▸ What needs to be done: Look through the entries below and report how many lines hold the string "paypal". Only the number is wanted.

+ + + +

PR #213, opened 2016-11-15
Collect country code at payment time

alexduf:
Get the country code at the time of the payment rather than the time of the webhook

This is following: https://github.com/guardian/contributions-platform/pull/31

It saves the country at the time of the payment, both for paypal and stripe.

This is to avoid potential trouble if paypal were to hit our webhook endpoint a bit too much again.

+ + + +

▸ Answer: 2